ゴブリンとの戦いに特化した異色のファンタジーである本作。その魅力を、さまざまな世界設定とともに紹介します。

ゴブリンスレイヤーの生きざま

報酬が低いため、熟練の冒険者からは敬遠されているゴブリン退治。そんな中、ゴブリンスレイヤーは、ゴブリン退治だけで在野最上級である銀等級まで登りつめた、異色の冒険者です。彼の動機は10年前に姉や親しい村人たちを殺された怒り。ゴブリンが自分にしたことを、そのままゴブリンに返すという意味で、「俺は奴らにとってのゴブリンだ」と言います。

「俺は奴らにとってのゴブリンだ」

妖精弓手たちがゴブリンスレイヤーの前に現れたのは、魔神王(デーモンロード)の復活により世界に危機が迫る中、協力を得るためでした。そんな彼らに「ゴブリン以外に用はない」と断言するゴブリンスレイヤー。信念がまったくブレることのない男です。

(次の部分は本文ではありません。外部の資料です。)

PR #843, opened 2026-09-02
feat(agent): delegate_wait collects a batch of delegate reports in one round

obra:
## What

`delegate_wait(targets?, max_wait_ms)`: block up to a clamped budget until the named delegates finish (default: every running delegate the caller owns) and return each one's report in the shape `delegate_send` returns after an inline wait. Delegates still running at the deadline are reported as running and stay owed their notification; unknown or idle targets are refused in place. Gated with `delegate`, so a leaf never sees it.

## Why

`delegate` returns immediately, and the only way to wait for a running delegate was to end the turn and be woken by its notification, one delegate at a time. A coordinator that fans out therefore serializes its waits. On Terminal-Bench the arms that delegated most died on agent timeouts (14% of trials vs 3–4% elsewhere) with roots still waiting on delegates when killed.

## How

`RegisterInlineWaiterForRunning` attaches an inline waiter to a delegate's current running generation (one per generation), so the generation's terminal packet resolves the tool call through the existing delivery claim and is committed as a delivery via `queueDelegateDeliveryCommit`, never repeated as a notification. Timing out withdraws the waiter, so the eventual delivery goes the normal notification route. `RunningDelegateIDs` lists the caller's running delegates for the default target set.

## Tests

- controller: waiter on a running generation resolves with the packet and a commit; refuses idle delegates and a second waiter; timeout withdraws the waiter so the later delivery carries no waiter
- schema: `delegate_wait` parameters
- handler: a live child completes and is returned as completed with its report and one queued delivery commit; unknown target refused in place; argument validation
- pins updated: deadline audit, controller call-site inventory, root-only tool list, provider tool lists

One prompt sentence in `delegation.md` tells the coordinator to use it after spawning a batch.


obra:
Two follow-up commits from three-trial Terminal-Bench probes of the tool in use:

- 992aa5a5e: budgets clamped to [1s, 30min] instead of the shell-job inline window (60s). Delegates ran 3–8 minutes, so every wait in the first probe timed out and the coordinator re-waited until it lost the trial.
- 6d2f481b4: `max_wait_ms` optional with a ten-minute default; description says this is a wait, not a poll. In the second probe the coordinator used one-second budgets as polls three times, and its one real wait expired a minute before a six-minute delegate finished. That probe still passed 3/3 with fewer root turns than the baseline.

Resolution through a registered waiter is covered in-process by `TestDelegateWaitTool_ReturnsCompletedChildReport` (the child finishes during the wait and comes back completed with one queued delivery commit).

obra:
Review round addressed in bb59f4e46.

- **Bound before acknowledging (high):** `stableDelegateWaitTool` now renders the reply first via `marshalDelegateWaitResult`, which degrades progressively (full reports → outputs truncated to an equal share of the budget with `truncated: true` → ids/status/action only) and errors only when the core does not fit. Delivery commits are queued only after the reply fits; on failure the resolved commits are released with `Complete(false)` so the reports stay owed as notifications. Tests: `TestDelegateWaitResult_BoundsProgressively`, `TestDelegateWaitTool_NoCommitWhenResultCannotBeBounded`.
- **Prompt gating (medium):** `delegate_wait` added to `delegationPromptToolNames`. Test: `TestDelegateWait_IsGatedWithTheDelegationPrompt`.
- **Integer budget (low):** `max_wait_ms` is parsed by `integerArg`: finite, integral, in int32 range; 1.5, "1000" and 1e300 are `invalid_request`. Test: `TestDelegateWaitTool_BudgetMustBeAnInteger`.
- **transcript_ref (low):** `RegisterInlineWaiterForRunning` returns the descriptor's transcript ref; completed and timed-out results carry it. Asserted in `TestDelegateWaitTool_ReturnsCompletedChildReport`.
- **Doc comments (nit):** `DefDelegateSend` comment restored above its definition; `DefDelegateWait` has its own. Definition test checks `Description == ""`.

`go test ./agent/... ./cmd/evener/ ./internal/...` and `golangci-lint` clean.

obra:
Closing unmerged. Jesse's call: waiting is an antipattern. A parent that has fanned out should end its turn and be woken once per delegate completion; when reports only make sense together, the prompt should direct the parent to an intermediate subagent that fans out and reports once. A blocking barrier tool is the wrong shape for that, even though the 3-trial probe scored well with it. The event-driven design is being worked out separately.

ゴブリン退治にきて、人喰い鬼(オーガ)と出くわしたゴブリンスレイヤー。上位種のモンスターを前にしてのこのセリフも、彼のブレのなさをあらわしています。

人喰い鬼(オーガ)と出くわしたゴブリンスレイヤー

ゴブリン討伐に絞った斬新な設定

背丈、力、知能は人間の子供並みで、単体では弱いとされるゴブリン。しかし、群れで行動することで、その脅威はグンと上がります。また、大型になったものや高度な知能を得たものなど、特殊なゴブリンも存在します。
たとえば、ホブ(田舎者)と呼ばれる大型のゴブリン、呪文を使うことができるシャーマン。さらに統率力に特化した変異種で、冒険者で言えば白金等級に匹敵するというゴブリンロードといった強敵が。

ゴブリンロード

一方、巨大な体を得た変異種として、小鬼英雄(ゴブリンチャンピオン)がいます。

小鬼英雄(ゴブリンチャンピオン)

ゴブリンに敗れるというのは、寄ってたかってなぶりものにされるということ。経験値の少ない冒険者のお定まりの悲劇として、それはありふれた光景でもあります。熟達したゴブリンスレイヤーでも、どこかで判断を誤れば、こんな結末になる可能性も。わらわらと現れてくるゴブリンとの戦いは、常に緊張感に満ちています。

緊張感に満ちたゴブリンの戦い

惨殺シーンが強烈

ゴブリンスレイヤーの戦いは容赦がありません。彼にとってのゴブリンは、一匹でも多く、すみやかに殲滅すべき存在。効率よく、相手の反撃を許さずに殺していくためにさまざまな戦法が取られます。たとえば、女神官の《沈黙(サイレンス)》とドワーフの《酩酊(ドランク)》によってゴブリンを眠らせて殺すという戦法。もはや戦いではなく、駆除と呼ぶにふさわしい、徹底ぶりです。

ゴブリンの駆除

一方、ゴブリンの凶悪さも相当なもの。たとえば、生きた人間を盾にくくりつけた「肉の盾」。人間の弱みを知り尽くした邪悪きわまりない戦法です。

肉の盾

ゴブリンとの戦いは常に、飛び散る血しぶきや臓物にまみれた凄惨なもの。ゴブリンスレイヤーは常に一撃必殺。数の多い敵と戦うため、一匹に時間をかけてはいられないのです。

ゴブリンとの戦い

キャラクター名が肩書

テーブルトークPRGのファンタジー世界をもとにしているため、キャラクターには固有の名前がなく、肩書で称されるのが特徴です。主要キャラクターだけでなく、サブキャラクターも、さまざまな肩書を持っています。そのいくつかを紹介します。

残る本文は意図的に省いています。